The company posted a steep third-quarter loss on weaker-than-expected revenue. Shares in Cablevision, headed by Chairman Charles Dolan and his son, CEO James Dolan, dropped $1.05 to $19.38.

The setback caps off an eventful month for the company. Cablevision shares have rallied sharply through 2003 off last year's liquidity-concerned plunge into the low single digits, but investors have recently cooled on the company. In October, the stock

lost more than 10% of its value in a single day after Cablevision rolled out a much-criticized plan to spin off some of its programming assets

along with a widely derided direct-broadcast satellite operation.

The developments highlight the love-hate relationship that Wall Street has with the family that controls Cablevision. While the Dolans have built up an attractive collection of cable TV assets over the years, they have also exhibited a maddening habit of spending money on unwise-looking business opportunities in such areas as movie theaters, consumer electronics retailing and satellite TV.

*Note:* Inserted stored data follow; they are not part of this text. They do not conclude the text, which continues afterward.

PR #70, opened 2018-08-03
Explicitly set python test scripts to use python2

0xabe-io:
On Linux distributions where python3 is the default python interpreter, the scripts fail to run because they have been written for python2.

### DIFF
--- a/tests/test_clientfds.py
+++ b/tests/test_clientfds.py
@@ -1,4 +1,4 @@
-#!/usr/bin/python
+#!/usr/bin/env python2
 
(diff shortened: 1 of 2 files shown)


stefanberger:
Thanks for pointing this out and for the patch. I put in the effort to make this python test code python version independent: https://github.com/stefanberger/swtpm/commit/3b31a2827f4406001837a0f6e5f02772e5b2504b

I'll pull this patch over to tpm2-preview.v2 branch shortly.

PR #108, opened 2019-01-23
Make softhsm/pkcs11 test case work on Travis on OS X

stefanberger:
We need to run the softhsm/pkcs11 test case as root (sudo) under OS X
so that we can write the file /etc/gnutls/pkcs11.conf. However, once
we run the tests as root we cannot run the 'brew ls' command anymore
since it refuses to run with high privileges. So, if we run as root we
need to use sudo to switch to the nobody user to run the 'brew ls'
command that gives us the name of the softhsm pkcs11 module.


stefanberger:
PR https://github.com/stefanberger/swtpm/pull/108 fixes the issue.

PR #113, opened 2019-02-21
swtpm-setup: fallback on $HOME/.config

elmarco:
According to the XDG spec,
https://specifications.freedesktop.org/basedir-spec/basedir-spec-latest.html:
"If $XDG_CONFIG_HOME is either not set or empty, a default equal to
$HOME/.config should be used."

This fixes setting up a TPM with libvirt running in a user session.

When libvirt is running as a system instance, $HOME isn't set, so it
will fall back on @SYSCONFDIR@ (/etc usually)

Signed-off-by: Marc-André Lureau <marcandre.lureau@redhat.com>

### DIFF
--- a/samples/swtpm-localca.in
+++ b/samples/swtpm-localca.in
@@ -43,8 +43,23 @@ SETUP_TPM2_F=1
 ALLOW_SIGNING_F=2
 DECRYPTION_F=4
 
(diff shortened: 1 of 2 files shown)


stefanberger:
@elmarco It looks like you need to adapt a test case as well...

elmarco:
I missed it, because that the test isn't run on "make check" or "make distcheck". Furthermore it looks odd, as it runs with with sudo and --runas. In the end it's not clear to me which config shoudl be used. I'll propose a solution.

Issue #115, opened 2019-03-13
Linux: Seccomp profile for swtpm


stefanberger:
On Linux (only), enable a seccomp profile for preventing syscalls before entering the main processing loop. Currently the following syscalls are used by swtpm:

- exit (at shutdown)
- open (in loop, at shutdown)
- close (in loop, at shutdown)
- read (in loop)
- write (in loop)
- pipe (at setup)
- poll (in loop)
- accept (in loop)
- fstat (at setup)
- ioctl (at setup)
- signal (at setup)
- setuid (at setup)
- setgid (at setup)

Those syscalls marked with 'in loop' or 'at shutdown' need to be allowed.

The seccomp profile would be enabled by default and --with-seccomp would be the implicit default to build the project with and --without-seccomp would disable it.

Additional command line parameters could be:
```
--seccomp action=none      ; turn off seccomp profile
--seccomp action=kill      ; default behavior
--seccomp action=log       ; log the syscall 
```

`swtpm` could be started by a process that itself runs a seccomp profile and that swtpm inherits and for that reason may not be able to set its seccomp profile. To handle this case `seccomp action=none` should be used.

stefanberger:
PR #117 resolves the issue.

PR #117, opened 2019-03-14
Add seccomp profile

stefanberger:
This series of patches adds support for a seccomp profile to swtpm. It's now a blacklist approach.

This PR address issue #115.


stefanberger:
Regarding performance impace: There's a ~19% overhead on an almost pure syscall program like this one here using the extensive blacklist in this PR:

```
  int fd = open("/dev/zero", O_RDONLY);
  char data;
  read(fd, &data, sizeof(data));
  close(fd);
```

Typical programs, including swtpm, are not so heavy on syscalls, though, and therefore the impact should be less.

stefanberger:
10000 PCR extension executed from user space within a VM resulted in no performance degradation with swtpm with seccomp profile versus swtpm without seccomp profile.

PR #150, opened 2019-07-09
Report binary capability for TPM 2 data channel header

stefanberger:
Report binary capability for TPM 2 data channel header


stefanberger:
thanks. merged.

For the third quarter ended Sept. 30, Cablevision reported consolidated revenue of $975.8 million, up from $872.4 million in the third quarter of 2002, but below the Thomson First Call estimate of $985.8 million.

Companywide adjusted operating cash flow -- operating income before depreciation and amortization, excluding certain compensation and restructuring charges -- amounted to $315.6 million for the quarter, just ahead of the $314 million multianalyst consensus figure compiled by SoundView Technology. Cable system AOCF amounted to $276.7 million, short of the $289 million SoundView consensus.

The company lost 8,900 basic video subscribers in the quarter, blaming a system rebuild that was scheduled to be finished by the end of September but won't be completed until December.

For the second time this year, Cablevision cut guidance for its telecommunications segment, or its cable-related business. Adjusted OCF growth -- which Cablevision trimmed this summer from a range of 16% to 18% to a range of 14% to 16% -- will now come in at 12%. Telecommunications revenue growth expectations were trimmed from a range of 12% to 14% to a range of 11.5% to 12.5%.

Cablevision, which insisted as recently as this June that it would have positive free cash flow in 2004, backed down from that promise Tuesday. Free cash flow -- that is, operating cash flow after capital expenditures and interest expense has been subtracted -- now will be "modestly negative" in 2004, says Cablevision.

Basic video customer growth will be between 0.25% to 0.5%, says the company, down from the prior 0.5% guidance.

Cablevision cited several factors for the cutback, starting with the delayed upgrade. Also hurting revenue are less-than-expected video upgrade activity, weaker-than-expected advertising revenue, and increased bad-debt expense. Adjusted OCF growth, says Cablevision, will be hurt by higher field service operations costs and call center activity driven by new product offerings.

The upgrade delay, said the company, was due to the permitting process necessary to for construction in New York City. "It's been a little more bureaucratic than we anticipated due to the nature of the environment," said one executive on the call.

Separately, Cablevision said an investigation of accounting practices at the company had uncovered additional expenses that should have been recognized in 2003 but had been improperly accelerated. Beyond the $3.4 million in improperly timed pretax expenses already disclosed, Cablevision revealed that an additional $10.1 million in pretax expenses had been uncovered. For the first time, the company disclosed that these accounting problems were not limited to the company's Rainbow programming subsidiary; $1.3 million of the newly disclosed improperly accelerated expenses were at non-Rainbow businesses.

On a conference call with analysts, Cablevision execs declined to specify which non-Rainbow businesses were affected.

Cablevision did have some unqualified good news to report: Its Rainbow programming group, which includes the AMC movie channel, the Independent Film Channel and WE: Women's Entertainment, reported strong results and raised guidance for the year.